I imagine that my parents and paternal grandmother, who played a huge role in my early development, tried to keep the turmoil of the times away from me as a toddled around the bare wood floors of that old clapboard house in Cherry, North Carolina.
But I think some things filtered in and became part of my virtual racial DNA, that part of me that needs to know about the whats, whens, and whys of the racial struggles of those times.

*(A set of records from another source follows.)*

Issue #68, opened 2026-02-06
kit-plugins package breaks browser builds by bundling litesvm


amilz:
### Problem

`@solana/kit-plugins` re-exports everything from all individual plugin packages (including `@solana/kit-plugin-litesvm`).

When you import only what you need:

```javascript
import { rpc, payer } from '@solana/kit-plugins';
```

Bundlers (Vite/esbuild/Rollup) still resolve the full dependency graph and pull in `@solana/kit-plugin-litesvm`, which includes a native `.node` binary (`litesvm-kit-darwin-arm64`). This causes browser build fails and a large dep set even when not using litesvm 

### Workaround/Proposed Fix

Import from individual packages works fine, eg:
```javascript
import { rpc } from '@solana/kit-plugin-rpc';
import { payer } from '@solana/kit-plugin-payer';
```

There are probably a few ways to fix this, but IMO since litesvm is a very specific testing-only environment/tool that should only ever get installed as a devDep:
- remove litesvm from @solana/kit-plugins
- include the default liteSVM client (which is very handy) inside the litesvm package 

fyi @lorisleiva

amilz:
Hey @lorisleiva -- thanks for #76. 
Doing some experimenting today on a remote server, and I think this also affects Node.js environments on Linux with glibc < 2.38, not just browsers. 

Environment:
• Debian 12 (bookworm), glibc 2.36
• Node.js v22.22.0
• Running inside Docker (common for CI, servers, and agent runtimes)
• Bun 1.3.9 exhibits identical behavior

### Reproduce 
Either of these crash immediately — even though we never call litesvm()
```ts
require('@solana/kit-plugins');
// or
import { createDefaultLocalhostRpcClient } from '@solana/kit-plugins';
```

```bash
Error: Cannot find native binding.
  [cause]: litesvm.linux-x64-gnu.node: undefined symbol: __isoc23_strtol
    code: 'ERR_DLOPEN_FAILED'

Stack: @loris-sandbox/litesvm-kit/dist/internal.js
     → @solana/kit-plugin-litesvm/dist/index.node.cjs
     → @solana/kit-plugins/dist/index.node.cjs
```

LMK what you think -- can open a separate issue as well.

lorisleiva:
Hey @amilz thanks for testing this out! I've got a few questions to help me understand the issue.

[...]

PR #76, opened 2026-02-11
Stub LiteSVM in browser/react-native builds

lorisleiva:
This PR replaces the content of the `@solana/kit-plugin-litesvm` package such that it returns a mock `litesvm` plugin that throws an error in Browser and React Native builds. That means, these builds are no longer bundling the `@loris-sandbox/litesvm-kit` dependency in the Browser which should fix issue #68.


mcintyre94 (approved):
Looks good!

PR #95, opened 2026-02-24
Fix node:fs side-effect import leaking into non-Node builds

lorisleiva:
This PR fixes a bug where `import 'fs'` was present in the browser and React Native build outputs of `@solana/kit-plugin-payer`, even though `payerFromFile` is guarded by `__NODEJS__` and its body is dead-code-eliminated. The root cause: tsup's esbuild stage removes the `readFileSync` binding but converts the import to a bare side-effect import (`import 'fs'`). The subsequent Rollup tree-shaking stage preserves it because it assumes all modules have side effects by default. The fix sets the `treeshake` option in the shared tsup config to a Rollup options object with a `moduleSideEffects` callback that returns `false` for `fs` and `path` modules, allowing Rollup to drop the import when no bindings are used.

### DIFF
--- a/.changeset/dry-foxes-rule.md
+++ b/.changeset/dry-foxes-rule.md
@@ -1,0 +1,5 @@
+---
+'@solana/kit-plugin-payer': patch
+---
+
+Fixed `node:fs` side-effect import leaking into browser and React Native builds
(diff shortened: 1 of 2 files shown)


lorisleiva:
### Merge activity

* **Feb 26, 8:33 AM UTC**: A user started a stack merge that includes this pull request via [Graphite](https://app.graphite.com/github/pr/anza-xyz/kit-plugins/95).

That part that needs to make connections and reconcile (or at least, placate my conscience that we believers are striving for answers).
Over the years I’ve collected books on race penned in the 60s by people of faith, struggling/striving/praying for answers as well. I’m in debt to them. They help me put my arms around the some of the gnarly roots of racial hate in America.

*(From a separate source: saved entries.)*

PR #96, opened 2026-02-24
Align kit-plugins package infrastructure with sub-packages

lorisleiva:
This PR removes unused IIFE build infrastructure from the umbrella package and shared tsup config. The jsdelivr, umd, and unpkg fields in @solana/kit-plugins's package.json pointed to dist/index.production.min.js, a file that was never produced since no build config included the iife format. The corresponding dead IIFE plumbing in the shared tsup base config (browserslist targets, minification branch, iife output extension, conditional sourcemaps) and the browserslist-to-esbuild dev dependency are also removed. The umbrella package's package.json now matches the sub-packages exactly.

### DIFF
--- a/package.json
+++ b/package.json
@@ -16,7 +16,6 @@
         "@solana/prettier-config-solana": "0.0.6",
         "@types/node": "^25",
         "agadoo": "^3.0.0",
-        "browserslist-to-esbuild": "^2.1.1",
         "eslint": "^9.39.2",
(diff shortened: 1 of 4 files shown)


lorisleiva:
### Merge activity

* **Feb 26, 8:33 AM UTC**: A user started a stack merge that includes this pull request via [Graphite](https://app.graphite.com/github/pr/anza-xyz/kit-plugins/96).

Here’s a quote from Mandate for White Christians by Kyle Haselden (John Knox Press, 1966):
“What the white Christian church now needs to do is to free itself spiritually. … White Christians cannot escape from this mental and emotional prison so long as they think of the racial struggle in terms of “we” and “they.” … Christians are confused and inactive because it is difficult for the problem to understand the problem. Direct participation by the church in active solutions of the racial problems requires a confession of guilt, for the church continues to be the problem.”
Much of the racial oriented writings from this time focus on the merits of desegregation and the Christians role in that struggle to dismantle institutional racism. But it’s interesting to note that some of these writings are still relevant for today.

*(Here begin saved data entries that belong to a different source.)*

PR #101, opened 2026-02-24
Add `skipPreflight` option to `defaultTransactionPlannerAndExecutorFromRpc`

lorisleiva:
This PR adds a `skipPreflight` option to `defaultTransactionPlannerAndExecutorFromRpc` and fixes the preflight behavior to be context-aware.

Previously, the executor always set `skipPreflight: true` when sending transactions, even when no simulation had been performed (explicit CU limit case), meaning users got no simulation at all. Now, preflight is only skipped when a CU estimation simulation was already performed. When the transaction has an explicit compute unit limit, preflight runs as the only simulation.

Setting `skipPreflight: true` changes the behavior in two ways: preflight is always skipped, and failed CU estimation simulations are recovered from by using the consumed units to set the CU limit — useful for debugging failed transactions in an explorer.

The CU estimation logic is split into two focused helpers — `needsComputeUnitEstimation` and `estimateAndSetComputeUnitLimit` — using `estimateComputeUnitLimitFactory` and `findSetComputeUnitLimitInstructionIndexAndUnits` from `@solana-program/compute-budget@0.14.0`.

### DIFF
--- a/.changeset/public-bags-guess.md
+++ b/.changeset/public-bags-guess.md
@@ -1,0 +1,13 @@
+---
+'@solana/kit-plugin-instruction-plan': minor
+---
+
+Add `skipPreflight` option to `defaultTransactionPlannerAndExecutorFromRpc`
+
+The executor now handles preflight simulation intelligently based on whether compute unit estimation was performed:
+
+- When estimation succeeds, preflight is skipped (avoiding a redundant second simulation).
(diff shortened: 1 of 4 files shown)


lorisleiva:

“The church continues to be the problem.” That’s a hard one. But that’s what Dr. Haselden, a white man who strongly endorsed President L. B. Johnson for re-election, wrote.
Is a confession of guilt the answer? Many folks are asking that questions right now. And others have simply given up, saying with their apathy and weariness, ’so what.’
Been there. Done that. Where’s my money?
You see, to some blacks the answer is not just a confession but financial reparations.
Dr. Haselden again:
“The Negro is caught in a vicious trap which the white man set. … White Christians are confused and immobilized because the Negro will not settle for the much he has gained but insists that he must as a man and a citizen have all that belongs to a man and a citizen, must have it now, and must have it here.”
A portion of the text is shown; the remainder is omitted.